Items from a dataset
PR #4192, opened 2021-06-11
Test Wrangling

rcomer:
### Description

I tried pointing `pytest` at Iris's tests and got 3 errors and 3 failures.  The errors were easy to fix (see comment on `test_merge.py`).  The failures are genuine, and it seems that `test_PartialDateTime` has not been running under `setuptools` or `nox`.  I've added an `__init__.py` file to get those tests running.  Now we need to decide whether `PartialDateTime` needs fixing or its tests need changing.  The failures are:

* `PartialDateTime() == 1` now returns `False` but a `TypeError` is expected.
*  `PartialDateTime() != 1` now returns `True` but a `TypeError` is expected.

As far as I can tell, `PartialDateTime.__eq__` is returning `NotImplemented` in the above.

* `PartialDateTime(month=3, microsecond=2) == cftime.datetime(year=2013, month=3, day=20, second=2)` now returns `False` but `True` is expected.

The microsecond is ignored if `other` doesn't have that attribute.  Did `cftime.datetime` gain a microsecond attribute at some point?

Anyone have an opinion on what the desired behaviour should be for the above cases?

---

### DIFF
--- a/lib/iris/tests/test_merge.py
+++ b/lib/iris/tests/test_merge.py
@@ -25,7 +25,7 @@ import iris.exceptions
 import iris.tests.stock
 
 
-class TestMixin:
+class MergeMixin:
     """
     Mix-in class for attributes & utilities common to these test cases.
 
@@ -55,7 +55,7 @@ class TestMixin:
 
 
 @tests.skip_data
-class TestSingleCube(tests.IrisTest, TestMixin):
+class TestSingleCube(tests.IrisTest, MergeMixin):
     def setUp(self):
         self._data_path = tests.get_data_path(("PP", "globClim1", "theta.pp"))
         self._num_cubes = 1
@@ -63,7 +63,7 @@ class TestSingleCube(tests.IrisTest, TestMixin):
 
 
 @tests.skip_data
-class TestMultiCube(tests.IrisTest, TestMixin):
+class TestMultiCube(tests.IrisTest, MergeMixin):
     def setUp(self):
         self._data_path = tests.get_data_path(
             ("PP", "globClim1", "dec_subset.pp")
--- a/lib/iris/tests/unit/time/test_PartialDateTime.py
+++ b/lib/iris/tests/unit/time/test_PartialDateTime.py
@@ -224,12 +224,12 @@ class Test___eq__(tests.IrisTest, _Test_operator):
         self.expected_value = EQ_EXPECTATIONS
 
     def test_cftime_equal(self):
-        pdt = PartialDateTime(month=3, microsecond=2)
+        pdt = PartialDateTime(month=3, second=2)
         other = cftime.datetime(year=2013, month=3, day=20, second=2)
         self.assertTrue(pdt == other)
 
     def test_cftime_not_equal(self):
-        pdt = PartialDateTime(month=3, microsecond=2)
+        pdt = PartialDateTime(month=3, second=2)
         other = cftime.datetime(year=2013, month=4, day=20, second=2)
         self.assertFalse(pdt == other)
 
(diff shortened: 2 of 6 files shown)


lib/iris/tests/test_merge.py
```diff
@@ -25,7 +25,7 @@
 import iris.tests.stock
 
 
-class TestMixin:
+class MergeMixin:
```
rcomer, line 28: `pytest` tried to run this as a test class, so errored all three tests when it couldn't find `_data_path`.  Removing "Test" from the class name stops `pytest` trying to do that.

rcomer:
Found and added another missing `__init__.py`.

rcomer:
Now `setuptools` and `nox` are running **two more** tests than `pytest`.

rcomer:
Looks like it was the [system tests](https://github.com/SciTools/iris/blob/master/lib/iris/tests/system_test.py) that `pytest` wasn't discovering.  Because the test case names started with `system` instead of `test`.

rcomer:
`pytest`, `setuptools` and `nox` are now all producing the same numbers of passes, fails and skips.  I did some pattern matching on the `pytest` and `setuptools` output which verified that all but 13 of the passing tests are the same.  Where test cases have docstrings, `setuptools` prints the docstring rather then the path, so it's hard to automatically match up.  It seems a pretty good bet to me that these 13 unmatched cases are the same though.  Same can be said for the 22 skips.

Back to the failures described in the OP: I think `PartialDateTime() == 1` probably should produce an error, as it doesn't make sense to constrain a coordinate with a `PartialDateTime` if the coordinate points are not datetime-like.  I don't know how to implement that though - if I've understood, the comparison is defaulting back to [checking whether the object identities are the same](https://docs.python.org/3/reference/expressions.html#value-comparisons).  How would you override that?

rcomer:
>  the comparison is defaulting back to checking whether the object identities are the same. How would you override that?

We previously used the [cmp method](https://github.com/SciTools/iris/blob/bc3b7487951ea00c7bca4e544df5db489fd10d52/lib/iris/time.py#L168) to raise the error.  But that is [not a thing in python3](https://docs.python.org/3/whatsnew/3.0.html#ordering-comparisons).

lib/iris/time.py
```diff
@@ -155,23 +155,21 @@ def __eq__(self, other):
...
             except AttributeError:
-                result = NotImplemented
+                result = other.__eq__(self)
+                if result is NotImplemented:
+                    # Equaliy is undefined between these objects.  We don't
+                    # want Python to fall back to the default `object`
+                    # behaviour (which compares using object IDs), so we raise
+                    # an exception here instead.
+                    fmt = "unable to compare PartialDateTime with {}"
+                    raise TypeError(fmt.format(type(other)))
```
rcomer, line 167: This works but feels like a bit of a hack.  Alternative solutions welcome!

lib/iris/tests/unit/time/test_PartialDateTime.py
```diff
@@ -224,12 +224,12 @@ def setUp(self):
         self.expected_value = EQ_EXPECTATIONS
 
     def test_cftime_equal(self):
-        pdt = PartialDateTime(month=3, microsecond=2)
+        pdt = PartialDateTime(month=3, second=2)
         other = cftime.datetime(year=2013, month=3, day=20, second=2)
         self.assertTrue(pdt == other)
```
rcomer, line 229: This was failing because the equality operator returned `False`.  Possibly `cftime.datetime`s (or their predecessors) did not used to have a microseconds, but they do now.

bjlittle:
@rcomer I'm trying to curate the `v3.0.x` branch into shape for a `v3.0.4` release.

There are a few PRs that need to land in the `v3.0.x` release feature branch, most notably #4222. Once that happens I'd be keen to see this PR target `v3.0.x` instead of `main` and rebased, as I'd be keen to see this PR as part of the `v3.0.4` release.

rcomer:
@bjlittle please see #4249, which targets the v3.0.x branch.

» **Your assignment**:
Transcribe each record shown above, exactly.

» **Output for this task**:
PR #4192, opened 2021-06-11
Test Wrangling

rcomer:
### Description

I tried pointing `pytest` at Iris's tests and got 3 errors and 3 failures.  The errors were easy to fix (see comment on `test_merge.py`).  The failures are genuine, and it seems that `test_PartialDateTime` has not been running under `setuptools` or `nox`.  I've added an `__init__.py` file to get those tests running.  Now we need to decide whether `PartialDateTime` needs fixing or its tests need changing.  The failures are:

* `PartialDateTime() == 1` now returns `False` but a `TypeError` is expected.
*  `PartialDateTime() != 1` now returns `True` but a `TypeError` is expected.

As far as I can tell, `PartialDateTime.__eq__` is returning `NotImplemented` in the above.

* `PartialDateTime(month=3, microsecond=2) == cftime.datetime(year=2013, month=3, day=20, second=2)` now returns `False` but `True` is expected.

The microsecond is ignored if `other` doesn't have that attribute.  Did `cftime.datetime` gain a microsecond attribute at some point?

Anyone have an opinion on what the desired behaviour should be for the above cases?

---

### DIFF
--- a/lib/iris/tests/test_merge.py
+++ b/lib/iris/tests/test_merge.py
@@ -25,7 +25,7 @@ import iris.exceptions
 import iris.tests.stock
 
 
-class TestMixin:
+class MergeMixin:
     """
     Mix-in class for attributes & utilities common to these test cases.
 
@@ -55,7 +55,7 @@ class TestMixin:
 
 
 @tests.skip_data
-class TestSingleCube(tests.IrisTest, TestMixin):
+class TestSingleCube(tests.IrisTest, MergeMixin):
     def setUp(self):
         self._data_path = tests.get_data_path(("PP", "globClim1", "theta.pp"))
         self._num_cubes = 1
@@ -63,7 +63,7 @@ class TestSingleCube(tests.IrisTest, TestMixin):
 
 
 @tests.skip_data
-class TestMultiCube(tests.IrisTest, TestMixin):
+class TestMultiCube(tests.IrisTest, MergeMixin):
     def setUp(self):
         self._data_path = tests.get_data_path(
             ("PP", "globClim1", "dec_subset.pp")
--- a/lib/iris/tests/unit/time/test_PartialDateTime.py
+++ b/lib/iris/tests/unit/time/test_PartialDateTime.py
@@ -224,12 +224,12 @@ class Test___eq__(tests.IrisTest, _Test_operator):
         self.expected_value = EQ_EXPECTATIONS
 
     def test_cftime_equal(self):
-        pdt = PartialDateTime(month=3, microsecond=2)
+        pdt = PartialDateTime(month=3, second=2)
         other = cftime.datetime(year=2013, month=3, day=20, second=2)
         self.assertTrue(pdt == other)
 
     def test_cftime_not_equal(self):
-        pdt = PartialDateTime(month=3, microsecond=2)
+        pdt = PartialDateTime(month=3, second=2)
         other = cftime.datetime(year=2013, month=4, day=20, second=2)
         self.assertFalse(pdt == other)
 
(diff shortened: 2 of 6 files shown)


lib/iris/tests/test_merge.py
```diff
@@ -25,7 +25,7 @@
 import iris.tests.stock
 
 
-class TestMixin:
+class MergeMixin:
```
rcomer, line 28: `pytest` tried to run this as a test class, so errored all three tests when it couldn't find `_data_path`.  Removing "Test" from the class name stops `pytest` trying to do that.

rcomer:
Found and added another missing `__init__.py`.

rcomer:
Now `setuptools` and `nox` are running **two more** tests than `pytest`.

rcomer:
Looks like it was the [system tests](https://github.com/SciTools/iris/blob/master/lib/iris/tests/system_test.py) that `pytest` wasn't discovering.  Because the test case names started with `system` instead of `test`.

rcomer:
`pytest`, `setuptools` and `nox` are now all producing the same numbers of passes, fails and skips.  I did some pattern matching on the `pytest` and `setuptools` output which verified that all but 13 of the passing tests are the same.  Where test cases have docstrings, `setuptools` prints the docstring rather then the path, so it's hard to automatically match up.  It seems a pretty good bet to me that these 13 unmatched cases are the same though.  Same can be said for the 22 skips.

Back to the failures described in the OP: I think `PartialDateTime() == 1` probably should produce an error, as it doesn't make sense to constrain a coordinate with a `PartialDateTime` if the coordinate points are not datetime-like.  I don't know how to implement that though - if I've understood, the comparison is defaulting back to [checking whether the object identities are the same](https://docs.python.org/3/reference/expressions.html#value-comparisons).  How would you override that?

rcomer:
>  the comparison is defaulting back to checking whether the object identities are the same. How would you override that?

We previously used the [cmp method](https://github.com/SciTools/iris/blob/bc3b7487951ea00c7bca4e544df5db489fd10d52/lib/iris/time.py#L168) to raise the error.  But that is [not a thing in python3](https://docs.python.org/3/whatsnew/3.0.html#ordering-comparisons).

lib/iris/time.py
```diff
@@ -155,23 +155,21 @@ def __eq__(self, other):
...
             except AttributeError:
-                result = NotImplemented
+                result = other.__eq__(self)
+                if result is NotImplemented:
+                    # Equaliy is undefined between these objects.  We don't
+                    # want Python to fall back to the default `object`
+                    # behaviour (which compares using object IDs), so we raise
+                    # an exception here instead.
+                    fmt = "unable to compare PartialDateTime with {}"
+                    raise TypeError(fmt.format(type(other)))
```
rcomer, line 167: This works but feels like a bit of a hack.  Alternative solutions welcome!

lib/iris/tests/unit/time/test_PartialDateTime.py
```diff
@@ -224,12 +224,12 @@ def setUp(self):
         self.expected_value = EQ_EXPECTATIONS
 
     def test_cftime_equal(self):
-        pdt = PartialDateTime(month=3, microsecond=2)
+        pdt = PartialDateTime(month=3, second=2)
         other = cftime.datetime(year=2013, month=3, day=20, second=2)
         self.assertTrue(pdt == other)
```
rcomer, line 229: This was failing because the equality operator returned `False`.  Possibly `cftime.datetime`s (or their predecessors) did not used to have a microseconds, but they do now.

bjlittle:
@rcomer I'm trying to curate the `v3.0.x` branch into shape for a `v3.0.4` release.

There are a few PRs that need to land in the `v3.0.x` release feature branch, most notably #4222. Once that happens I'd be keen to see this PR target `v3.0.x` instead of `main` and rebased, as I'd be keen to see this PR as part of the `v3.0.4` release.

rcomer:
@bjlittle please see #4249, which targets the v3.0.x branch.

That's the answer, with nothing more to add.